Tue, Sep 10, 2019 - Page 9 News List

Germany’s refugees are starting to pay off

By Leonid Bershidsky  /  Bloomberg Opinion

The tidal wave of asylum seekers that hit Europe in 2015 is often stereotyped as an invasion of poorly qualified migrants destined to be charity cases in the receiving countries, but research shows that this is not true. Germany, which welcomed the immigrants and almost immediately regretted it, is likely to end up profiting from German Chancellor Angela Merkel’s decision to let them in, especially if it keeps taking steps to ease these immigrants’ path to employment.

For a paper published earlier this year, Cevat Giray Aksoy from the European Bank for Reconstruction and Development and Panu Poutvaara from the Leibniz Institute for Economic Research surveyed immigrants from the refugee crisis about their reasons for leaving their home countries.

Their sample was constructed to mirror the geographic and demographic patterns of migration across the Mediterranean Sea during the crisis, as recorded by the International Migration Organization.

They discovered that 77 percent of respondents — those from Afghanistan, Iraq, Somalia, Sudan and Syria — fled war and persecution, while the rest, mostly from Algeria, Morocco and several African countries, came for economic reasons.

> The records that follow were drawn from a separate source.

PR #680, opened 2018-01-05
update ApplicationResources.properties 2

1somya:


tmortagne:
This pull request includes changes that already been applied. Please make sure your fork is up to date (see https://help.github.com/articles/syncing-a-fork/).

1somya:
i updated my fork but still I don't find the changes I proposed in the updated file

tmortagne:
I'm not sure what you mean in your last comment but the diff definitely makes more sense than before :)

xwiki-platform-core/xwiki-platform-oldcore/src/main/resources/ApplicationResources.properties
```diff
@@ -2358,24 +2358,24 @@ xe.admin.passwordReset.step2.title=Reset your password
 xe.admin.passwordReset.step2.newPassword.label=New password
 xe.admin.passwordReset.step2.newPasswordVerification.label=Re-enter new passwod
 xe.admin.passwordReset.step2.submit=Save
-xe.admin.passwordReset.step2.success=The password has been successfully set.
+xe.admin.passwordReset.step2.success=The password has been successfully reset.
```
tmortagne: You changed the meaning of the message. This is displayed after you set a new password.

xwiki-platform-core/xwiki-platform-oldcore/src/main/resources/ApplicationResources.properties
```diff
@@ -2358,24 +2358,24 @@ xe.admin.passwordReset.step2.title=Reset your password
...
 xe.admin.passwordReset.step2.login=Please login to continue \u00BB
 xe.admin.passwordReset.step2.backToStep1=Back to the password reset page \u00BB
 xe.admin.passwordReset.step2.error.emptyPassword=The password cannot be empty.
 xe.admin.passwordReset.step2.error.verificationMismatch=The two passwords do not match.
 xe.admin.passwordReset.step2.error.wrongParameters=Wrong parameters.
-xe.admin.passwordReset.step2.error.noProgrammingRights=This page requires programming rights to work, which currently isn't the case. Please notify an administrator of this problem and try again later.
+xe.admin.passwordReset.step2.error.noProgrammingRights=This page requires programming rights to work, which currently isn't the case. Please notify an administrator for this problem and try again later.
```
tmortagne: I don't understand why you changed it here, `of` sounded correct to me (but I might be wrong).

xwiki-platform-core/xwiki-platform-oldcore/src/main/resources/ApplicationResources.properties
```diff
@@ -2358,24 +2358,24 @@ xe.admin.passwordReset.step2.title=Reset your password
...
 xe.admin.passwordReset.step2.versionComment.passwordReset=Password was reset
 xe.admin.passwordReset.step2.versionComment.changeValidationKey=Refreshed password reset token
 
 ### XWiki.Configurable - application configuration
 xe.admin.configurable.title=Custom configurable sections
 xe.admin.configurable.macros.title=Macros for custom configurable sections
 xe.admin.configurable.noPermissionThisApplication=You don't have permission to configure this application.
-xe.admin.configurable.applicationAuthorNoAdmin=This configuration cannot be displayed because it was last edited by [[{0}]] who doesn''t have permission to edit this page.
-xe.admin.configurable.cannotLockNoJavascript=This page cannot be locked for editing because Javascript is turned off, for page editing safety, please enable Javascript.
-xe.admin.configurable.configurationClassNonexistant=No class found by the name {0}, can''t display configuration.
```
tmortagne: Those double ' are not mistakes, the are part of the syntax (in the end you have only one).

xwiki-platform-core/xwiki-platform-oldcore/src/main/resources/ApplicationResources.properties
1somya: Actually the above would have been shown during creating new password so I thought it that way....

tmortagne: The step 1 is sending you a mail to change the password, then in the step 2 you set a new password.

xwiki-platform-core/xwiki-platform-oldcore/src/main/resources/ApplicationResources.properties
1somya: ok

xwiki-platform-core/xwiki-platform-oldcore/src/main/resources/ApplicationResources.properties
1somya: I think that the user should be notifying the administrator for the concerned problem

1somya: in my opinion

aubincleme: As far as I know, the rule for business English is to use "notify of" (at least, I didn't found any references to "notify for" [here](https://dictionary.cambridge.org/dictionary/english/notify)) ; so we better keep the current translation :) .

xwiki-platform-core/xwiki-platform-oldcore/src/main/resources/ApplicationResources.properties
```diff
@@ -2240,7 +2240,7 @@ admin.colortheme.manage=Manage color themes\u00BB
 admin.customize=Customize
 admin.save=Save
 admin.defaultwikinotinstalled=Your wiki seems empty. You may want to import the default XWiki Enterprise wiki which contains a set of useful pages: user profiles, recent activity, administration pages and many more. This wiki is distributed as a XAR file, you can download it from {0}.
-admin.adminappnotinstalled=The administration application is not installed. Since XWiki Enterprise 1.5 the Administration is distributed as an application. You can download it from {0}.
+admin.adminappnotinstalled=The administration application is not installed. Since XWiki Enterprise 1.5, the Administration is distributed as an application. You can download it from {0}.
```
vmassol: Outside of scope for GCI:

Since we're now at XWiki 9+ I think we should change this message to: "The administration application is not installed. You should install it with the {0}Extension Manager{1}" and make "Extension Manager" point to the EM page. This means deprecating the previous key and creating a new one probably since the parameters would be different. WDYT?

xwiki-platform-core/xwiki-platform-oldcore/src/main/resources/ApplicationResources.properties
vmassol: +1 to keep the current translation

xwiki-platform-core/xwiki-platform-oldcore/src/main/resources/ApplicationResources.properties
```diff
@@ -2373,7 +2373,7 @@ xe.admin.configurable.title=Custom configurable sections
 xe.admin.configurable.macros.title=Macros for custom configurable sections
 xe.admin.configurable.noPermissionThisApplication=You don't have permission to configure this application.
 xe.admin.configurable.applicationAuthorNoAdmin=This configuration cannot be displayed because it was last edited by [[{0}]] who doesn''t have permission to edit this page.
-xe.admin.configurable.cannotLockNoJavascript=This page cannot be locked for editing because Javascript is turned off, for page editing safety, please enable Javascript.
+xe.admin.configurable.cannotLockNoJavascript=This page cannot be locked for editing because Javascript is turned off.For page editing safety, please enable Javascript.
```
vmassol: You're missing a space before the "For". 

Also note that this text has already been changed by another student. FTR I had already commented that I didn't like to have long sentences but it was still committed apparently. Funnily the suggestion from this student is to put it back as it was previously ;)

xwiki-platform-core/xwiki-platform-oldcore/src/main/resources/ApplicationResources.properties
```diff
@@ -2519,7 +2519,7 @@ xe.invitation.doAction.decline.success=This invitation has successfully been dec
 
 xe.invitation.doUserActionOnMultipleMessages.notPossibleOnMultipleMessages=This action is not possible on multiple messages.
 xe.invitation.doUserActionOnMultipleMessages.confirmLabel=Confirm
-xe.invitation.doUserActionOnMultipleMessages.noMessagesFound=No messages were found by the ids given.
+xe.invitation.doUserActionOnMultipleMessages.noMessagesFound=No messages were found by the IDs given.
```
vmassol: I'd have said "No messages were found with the provided IDs."

xwiki-platform-core/xwiki-platform-oldcore/src/main/resources/ApplicationResources.properties
```diff
@@ -4008,7 +4008,7 @@ xe.admin.passwordreset.nouser=The ~~{0}~~ user does not exist.
 xe.admin.passwordreset.ldapuser=The ~~{0}~~ user is an LDAP user. In that case the password has to be changed on the LDAP server.
 xe.admin.passwordreset.cannotreset=Cannot reset password: email address not provided in the user profile.
 xe.admin.passwordreset.emailsent=An e-mail was sent to <tt>{0}</tt>. Please follow the instructions in that e-mail to complete the password reset procedure.
-xe.admin.passwordreset.reseterror=An unknown problem occurred while sending the reset email.
+xe.admin.passwordreset.reseterror=An unknown problem occurred while sending the reset e-mail.
```
aubincleme: In my opinion, we should keep `email` (without hyphen) as we are using this word across all of our translations.
Moreover, it seems that `email` should be preferred against `e-mail` according to [this source](http://grammarist.com/style/e-mail-email/).

xwiki-platform-core/xwiki-platform-oldcore/src/main/resources/ApplicationResources.properties
```diff
@@ -2240,7 +2240,7 @@ admin.colortheme.manage=Manage color themes\u00BB
 admin.customize=Customize
 admin.save=Save
 admin.defaultwikinotinstalled=Your wiki seems empty. You may want to import the default XWiki Enterprise wiki which contains a set of useful pages: user profiles, recent activity, administration pages and many more. This wiki is distributed as a XAR file, you can download it from {0}.
-admin.adminappnotinstalled=The administration application is not installed. Since XWiki Enterprise 1.5 the Administration is distributed as an application. You can download it from {0}.
+admin.adminappnotinstalled=The administration application is not installed. You should install it with the {0}Extension Manager{1}.
```
aubincleme: The comment made by @vmassol [here](https://github.com/xwiki/xwiki-platform/pull/680#discussion_r160031901) should not apply. We can't change the parameters of a translation key that easily.

tmortagne:
Thank for your contribution !

xwiki-platform-core/xwiki-platform-oldcore/src/main/resources/ApplicationResources.properties
```diff
@@ -2996,7 +2996,7 @@ xe.monitor.requests.size=Active requests size:
 xe.monitor.requests.page=Page:
 xe.monitor.thread=Thread:
 xe.monitor.requests.unfinished=Latest unfinished requests
-xe.monitor.requests.unfinished.description=These are requests that didn't reach "endRequest", but where cleaned-up by a reuse of threads. Only 32 requests max are kept in memory.
+xe.monitor.requests.unfinished.description=These are requests that didn't reach "endRequest", but where cleaned-up by a reuse of threads. Maximum 32 requests are kept in memory.
```
vmassol: I don't think this is correct. I think you need to write "A maximum of 32 requests are kept in memory.".

xwiki-platform-core/xwiki-platform-oldcore/src/main/resources/ApplicationResources.properties
```diff
@@ -5156,7 +5156,7 @@ xe.blog.migration.inspace=in space
 xe.blog.migration.skipping=Skipping protected page
 xe.blog.migration.done=Done.
 xe.blog.migration.backtoblog=Back to the blog
-xe.blog.migration.pleaseconfirm=Please confirm that you want to migrate old articles to the new blog application:
+xe.blog.migration.pleaseconfirm=Please confirm if you want to migrate old articles to the new blog application:
```
vmassol: I'm not convinced that "if" is better than "that" here. I find it less good actually... Can someone confirm it's correct?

This in itself is not surprising: Most of the immigrants in 2015 to 2016 were fleeing armed conflicts.

However, Aksoy and Poutvaara made a more intriguing finding: Better-educated people are significantly more likely to try to escape war and persecution than their less-educated compatriots.

Those escaping conflict are, to a greater degree than economic migrants, a self-selected group of people with decent job qualifications. In poor North African countries, economic returns to education and skills are high enough for people to stick around rather than make a dangerous journey to Europe, but in Iraq or Somalia, it is the best-trained workers who suffer the biggest relative losses and thus have the greatest impetus to leave.

Moreover, these educated asylum seekers tend to choose destination countries with higher returns to skills — that is, those with relatively higher inequality: Germany, France and Italy over Sweden, the Netherlands and Austria. The less qualified tend to look for nations with quicker application processing and better social safety nets.

Obviously, European countries’ immigration policies played a role in determining the destinations, but Germany ended up, all in all, with a positively self-selected group of undocumented immigrants. These people, government statistics show, are anything but hopeless — Germany just needs to sort out how their qualifications correspond to its labor market needs.

That is the principal bottleneck. German is one of the tougher European languages to master, and the country’s rules complicate the recognition of diplomas and vocational training certificates issued outside the EU.

Last year, just 36,400 foreign professional degrees were recognized in Germany, even though that is 20 percent more than in 2017. That is a laughable number given Germany’s status as a major landing place for immigrants — it added 500,000 to its population last year.

However, despite this high barrier for entering the German labor market, the refugees are increasingly finding work. According to the German Federal Employment Agency, 35 percent of the refugees who arrived in 2015 were employed in October last year — up from 20 percent a year earlier.